但出發時秦守山出於謹慎考慮,命令每位將士帶了幾枚手雷,日常也用不到都還在,就被王程用來打西虜:先是採用誘敵之計引誘敵軍上到城頭,再讓將士們裝作慌張逃下去,最後由早已躲藏在箭樓中的將士密集扔出手雷。

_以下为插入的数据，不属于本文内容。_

PR #751, opened 2018-09-28
WIP: Plotting for lower rank channels

### LINKED ISSUE #536: Plotting for lower rank channels
I will explain by way of example:
I have a data object whose shape is (10,100,1000). Call these dimensions `w1`, `w2`, ans `z`
Within this data object, I may have channels which depend on all three, but may also have channels which depend on only `w1` and `w2`, for instance. These channels would be represented by an HDF5 dataset with shape (10,100,1).

I would like to be able to `data.transform('w1', 'w2')` and call `ax.pcolor(data, channel=ch)`

I cannot do this currently as the arrays passed to matplotlib are 3D arrays (though one dimension is 1)

ksunden:
Closes #536

### DIFF
--- a/WrightTools/artists/_base.py
+++ b/WrightTools/artists/_base.py
@@ -108,13 +108,13 @@ class Axes(matplotlib.axes.Axes):
 
     def _parse_plot_args(self, *args, **kwargs):
         plot_type = kwargs.pop("plot_type")
-        if plot_type not in ["pcolor", "pcolormesh"]:
+        if plot_type not in ["pcolor", "pcolormesh", "contourf", "contour"]:
             raise NotImplementedError
         args = list(args)  # offer pop, append etc
         dynamic_range = kwargs.pop("dynamic_range", False)
         if isinstance(args[0], Data):
             data = args.pop(0)
-            if plot_type in ["pcolor", "pcolormesh"]:
+            if plot_type in ["pcolor", "pcolormesh", "contourf", "contour"]:
                 ndim = 2
             if not data.ndim == ndim:
                 raise wt_exceptions.DimensionalityError(ndim, data.ndim)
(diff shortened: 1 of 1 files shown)


darienmorrow:
I have been trying out this PR. I expected to be able to take a 2D dataset `[w1, wm]` collapse along one dimension `d.collapse('w1', method='average')` and then plot with quick1D `wt.artists.quick1D(d, axis='wm', channel='signal_w1_average')`. This all works except for one small problem. quick1D creates many identical images---as many images as the collapsed axis size. I think that this is technically working as intended, but I think it may not be working as we ideally want it to.

In short:
- Plotting of lower rank channels works 
- But quick1D cycles through the chop of the full dataset.

I attach the code and data file by which I found this issue. 
[Archive.zip](https://github.com/wright-group/WrightTools/files/2468881/Archive.zip)

untzag:
@darienmorrow I believe that @ksunden only intends to support quick2D

ksunden:
@untzag, 1D plotting is supported, the changes affect the underlying `plot`, `pcolor`, `contour`, etc methods, not the quick methods. Here, there just needs to be some logic added to assess that the desired shape is lower dimensional, and to prevent `chop` or `quickXD` from producing many outputs along axes that are collapsed in the original channel. I have not yet determined whether this logic should go in chop (adding kwarg for channel, or axes to not iterate, perhaps, but not a huge fan of adding kwarg) or in the quick methods themselves (passing an `at` kwarg to chop, or being selective on the main plotting loop, lean former, but need to think about how it needs to be implemented). 
Current leaning is `at` kwarg, as that does not open up any (new, at least) potentially difficult to maintain capabilities on `chop` that could well have unintended behavior. I also would prefer to limit what comes out of `chop` rather than try to pick out of the list, which seems more fragile.

ksunden:
Test failures appear to be due to using an alpha version of `coverage.py` for some reason...

PR #764, opened 2018-10-29
BUG: axis -> const in __init__

ksunden:


ksunden:
Not sure why travis is not reporting success, it does upon going to their site, ignoring and merging.

PR #770, opened 2018-11-06
Issue 713

p770193:
@ksunden thanks for the catch.

Currently no tests for making sure metadata is imported correctly--should I include that in this PR?


untzag:
`coverage` is failing on the push... :thinking: 

calling all @ksunden s

PR #962, opened 2020-10-02
Gaurd against trying to write readonly files

ksunden:
## Changes

Current behavior will _always_ try to write to attrs at init time, this PR prevents such writes where unecessary, allowing for read only files to  be opened.

What this does _not_ do: 
- provide an in house way of opening in read only mode (e.g. param/kwargs pass through to `wt.open`)
   - Only way to do it is by first opening the file in read only mode using h5py

## Checklist

- [x] updated CHANGELOG.md
- [x] tests pass

### DIFF
--- a/CHANGELOG.md
+++ b/CHANGELOG.md
@@ -5,9 +5,9 @@ The format is based on [Keep a Changelog](https://keepachangelog.com/).
 
 ## [Unreleased]
 
-
 ### Fixed
 - representation of units with micro prefix
+- Do not attempt to write attrs when file is read only
 
 ## [3.3.0]
 
--- a/WrightTools/_group.py
+++ b/WrightTools/_group.py
@@ -66,9 +66,11 @@ class Group(h5py.Group, metaclass=MetaClass):
         h5py.Group.__init__(self, bind=file[str(path)].id)
         self.__n = 0
         self.fid = self.file.id
-        self.natural_name = name
+        if "name" not in self.attrs.keys():
+            self.natural_name = name
         # attrs
-        self.attrs["class"] = self.class_name
+        if "class" not in self.attrs.keys():
+            self.attrs["class"] = self.class_name
         if "created" not in self.attrs.keys():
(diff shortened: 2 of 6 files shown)


kameyer226:
love to know why the checks failed.   Do you want to throw an exception if readonly file found?

kameyer226 (dismissed):
Is the guard so that it doesn't throw an exception?  My comment would be invalid then.

ksunden:
I do not know for sure why the check failed.

We write to the file when it is opened (even though we are often just writing the same contents)

This caused it to raise an exception when passed a read only file (we found this in pycmds land, when doing some things with Single Writer Multiple Reader mode)

This just detects when it is in readonly mode (or SWMR mode, which is why some checks include None, since for some reason h5py sets the file mode to None in this mode), and prevents the things that write attributes (which if you are reading an extant file in read only mode must already be filled out and will not change, so no harm in not doing so... the only thing it does is prevent some of our cached values from populating, which is minor consideration)

The single check that failed has to do with behavior on copy, which indicates that maybe one of the changes prevents something from being properly updated in that scenario, and should have the condition changed, I suspect the ones that are just asserting that the key is there, rather than checking the file mode, but I will take a closer look prior to merging

ksunden:
I think I figured out what is happening, requires a little bit more targeted surgery to get around.

Boils down to these lines:
```
if "name" not in self.attrs.keys():
     self.natural_name = name
...
if parent.name == self.name:
            pass  # at root, dont add to item_names
elif self.natural_name.encode() not in parent.attrs["item_names"]:
            parent.attrs["item_names"] = np.append(
                parent.attrs["item_names"], self.natural_name.encode()
            )
```

Basically, on copy, the name _changes_, so it is already in the attrs dict, but is supposed to be updated.
The code here prevents it updating.

kameyer226:
I'm not completely zeroed in, but would you have to append the new item_name , then delete the old one from the dict afterwards?

ksunden:
Appveyor failure appears unrelated, rerunning

untzag (approved):

Issue #960, opened 2020-09-25
Data.copy() does not inherit units of individual axes


ddkohler:
```
d1 = wt.Data()
d1.create_variable(name="color", values=np.array([1]), units="nm")
d1.create_variable(name="length", values=np.array([1]), units="nm")
d1.transform("color", "length")

d1.color.convert("wn")
d2 = d1.copy()
print(d1.units, d2.units)  # d1 has units of (wn, nm) , d2 has units of (nm, nm)
```

This is problematic e.g. for controlling the axes units for `interact2D`, which copies the data object for plotting.

darienmorrow:
This is a "gotcha" I have often encountered. 

`d1.color.convert("wn", convert_variables=True)` does what you intuitively want. 

I'm not sure what default behavior should be.

darienmorrow:
Oops, upon testing, I don't think I am correct.

ksunden:
This boils down to the attrs dictionary not being updated in `axes.convert`. this could be fixed by calling `self.parent._on_axes_updated()` in that method.

It can be worked around by calling `transform` _after_ the `convert` call

ksunden:
(as `transform` and `Data.convert` both call `_on_axes_updated`)

ksunden:
closed by #974

PR #974, opened 2020-10-28
Data copy individual axis units

ddkohler:
## Changes

Resolve issue #960 

## Checklist

- [x] updated documentation (N/A) 
- [x] updated CHANGELOG.md
- [x] tests pass

### DIFF
--- a/tests/data/axis/convert_axis.py
+++ b/tests/data/axis/convert_axis.py
@@ -23,7 +23,7 @@ def test_convert_variables():
     data.close()
 
 
-def test_convert_variable():
+def test_units_preserved_on_copy():
     d1 = wt.Data()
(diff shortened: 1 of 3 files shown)


tests/data/axis/convert_axis.py
```diff
@@ -23,6 +23,20 @@ def test_convert_variables():
     data.close()
 
 
+def test_convert_variable():
```
ksunden, line 26: I would like a more descriptive name for this test, it is too similar to the test above it (in name), which could cause confusion if/when one of them fails (especially if the other passes)

ddkohler: Changed to more descriptive name.

ksunden (approved):

Issue #757, opened 2018-10-11
consider dropping appveyor


untzag:
https://blog.travis-ci.com/2018-10-11-windows-early-release

ksunden:
Another option is Azure DevOps, Numpy as added them
Spreading out a bit can be nice because sometimes they limit concurrent runs, so having different services will finish faster than having them all the same.

It is true that it is more difficult to maintain the config files, but that cost is relatively minimal, all things considered.

Current leaning: Appveyor is not a bottleneck (though we do only test one python version to ensure that), so "if it ain't broke, don't fix it", but open to discussion

untzag:
not a big enough deal to maintain the issue

PR #976, opened 2020-11-03
Switch from travis/lgtm to github actions

ksunden:
## Changes

Switching to github actions in the wake of the travis changes for OSS (and further wake of the transfer of ownership of travis)

This incurs no code changes

 Edit:

apparently the new h5py string handling breaks us... pinning version to under 3 for right now to get (hopefully) green CI... but I intend to do a proper fix either pinning _to_ v3 or inclusive of both v2 and v3 prior to release, so not doing any additional things (e.g. changelog entry)


ksunden:
Py 3.9 takes _forever_ to build scipy in gh actions (not sure why...) the 3.7 and 3.8 tests pass fully before the deps are built

It is only a problem until scipy release wheels on 3.9

My leaning is to remove 3.9 from the test matrix for the time being (until scipy release 3.9 wheels)

Alternative would be to figure out dep caching, as it only has to be done once then

ksunden:
My intent is to move off of appveyor as well (#757), but want to complete the travis transition first, so that will be a separate PR to do windows via actions

ksunden:
Hmmm... weird thing is, after the 30 mins it took to run the 3.9 tests, a single test failed, namely a place we were expecting to raise `ValueError` instead raised `RuntimeError`... quick survey of the h5py source did not indicate why that might be, and I'm inclined to ignore it still, but keep an eye out for it in the future

The fact of the matter is that _which_ exception it raises there (when trying to access a closed file) is less important than _that_ it raises an exception...

untzag (approved):

PR #977, opened 2020-11-04
Fix string handling in h5py 3.0

ksunden:
## Changes
H5py 3.0 caused some small changes that were caught by our previous tests (namely calling "decode" on strings)

## Checklist

- [x] updated CHANGELOG.md
- [x] tests pass

### DIFF
--- a/CHANGELOG.md
+++ b/CHANGELOG.md
@@ -12,6 +12,7 @@ The format is based on [Keep a Changelog](https://keepachangelog.com/).
 - Return min and max when file is read only
 - try/except the os.close call for tempfile (may already be gone in SWMR mode)
 - data objects retain units of individual axes when copied
+- h5py 3.0 string handling
 
 ## [3.3.1]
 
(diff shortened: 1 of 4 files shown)


untzag:
shall we pin to >3.0?

ksunden:
Hmmm... tests do pass locally... 

Precommit is just black not being the right definition to get it installed properly

ksunden:
I don't see any particular reason to pin to h5py 3... the change should support both (as it is only taking _out_ one line of code if it is not needed, no change if it is needed, and it continues to be needed to read older hdf files...)

ksunden:
something weird being fixed by my most recent commits... locally tests pass fine, and it raises valueerror as it always has, but on CI its raisin runtimeerror instead... not sure why...

ksunden:
Ignore pre commit, I will fix it in a separate PR

ksunden:
The reason for the different errors is that my local one is built off of debian provided hdf 1.10.6, whereas CI is using wheels built off of 1.12.0.

After consultation with tacaswell, it seems like they _intend_ to raise the more specific errors that are historically raised, but the hdf group doesn't consider codes used to be stable, so their mappings are out of date with the most recent hdf version.

For our purposes, I'm fine with including runtimeerror, I guess... but may follow up with a proper issue filed with h5py detailing what we observed so that hopefully it can be more common for others.

untzag (approved):

PR #981, opened 2020-11-06
Add py3.9 tests

ksunden:
Scipy, numpy, h5py now all have 3.9 wheels (mpl does not yet, so we will see)


ksunden:
If 3.9 tests take longer than appveyor still, we should hold off

ksunden:
Superceded by changes in #982 (just included this there, as I was changing the workflow file more significantly anyway)

PR #983, opened 2020-11-16
Add some more try/except around things that can fail when read only

ksunden:
…but aren't really necessary in those cases anyway

## Changes

## Checklist

- [x] updated CHANGELOG.md
- [x] tests pass

I'd like to add a test, this in particular is for cases in which _one_ of min/max is cached, and then you ask for the other one in readonly mode...


untzag (approved):

ksunden:
rerunning ci because of one failure which I think is unrelated (it failed in build_docs, hard crash on Win py3.6, and only that one, I think it is a random, rare failure, not a real problem, but checking anyway)

PR #996, opened 2021-03-13
Convert verbose

darienmorrow:
## Changes

Propagates verbose kwarg to convert for data.split

## Checklist

- [x] updated CHANGELOG.md
- [x] tests pass

### DIFF
--- a/CHANGELOG.md
+++ b/CHANGELOG.md
@@ -11,7 +11,7 @@ The format is based on [Keep a Changelog](https://keepachangelog.com/).
 - Collection.convert method for converting all units of a single kind of a collection's data to another unit (with test script)
 
 ### Fixed
-- Absence of verbose kwarg propogation in data.split
+- Absence of verbose kwarg propogation in data.split, silenced convert call.
 - Further handling for readonly files
 - Improved chopping with axes that span the kept axes removed
 - Timezone offset for `wt.kit.TimeStamp.RFC3339`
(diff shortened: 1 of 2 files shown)


ksunden:
In this instance, I may actually lean towards calling convert with `verbose=False` it is an implementation detail, not something the user really ever needs to know... in fact line 1756 converts it back so it is only converted during computation (and that line needs the same kwarg passed regardless)

darienmorrow:
@ksunden I could be wrong: I recall that axes, constants, etc _do not_ have `verbose` exposed. So it should not be passed to them. The reason it is set to `True` is that we generally have `verbose` set to True throughout the entire stack. I would actually prefer if `verbose=False` was the norm in the stack.

ksunden:
Okay... arguably the axis/constant/variable `convert` methods _should_ have the verbose flag (and handle the verbose printing)


But further, I think that here we should be using the axis convert rather than the data convert... we don't want or need to convert constants or variables (the latter is not done anyway as we don't pass the kwarg) and we just transformed so there is only one axis.

ksunden:
But my point of "this is an implementation detail that does not need to be printed _ever_ stands

darienmorrow:
@ksunden I think I have done what you desired. If you desire something different, can you make the changes yourself?

ksunden (approved):

untzag (approved):

PR #999, opened 2021-04-21
From databroker

ksunden:
## Changes

Initial implementation of a from method to import data from databroker

currently does not put much info into attrs, nor does it handle units, since my example data did not have units stored to the data stream.

## Checklist

- [x] updated CHANGELOG.md
- [x] tests pass


WrightTools/data/_databroker.py
```diff
@@ -0,0 +1,37 @@
+from . import Data
```
ddkohler, line 1: `from ._data import Data` ?

untzag (approved):

untzag:
looks great @ksunden 

we know this is not ready for production, but getting it merged and released in this minimal form will allow us to work on other pieces of the pipeline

城頭的西虜頓時被炸的鬼哭狼嚎。這個年代東方的火器發展比西方還要領先一點,他們從來沒有見過這樣的武器,雖然單個手雷的威力不大,但架不着扔得多,幾乎彈指之間大多數人就被炸死了,後面正在雲梯上攀爬準備衝進城裡去搶劫的西虜之兵頓時被嚇住,忙不迭的向下退去,慌亂間好幾架雲梯被弄翻,摔死了十多個自己人。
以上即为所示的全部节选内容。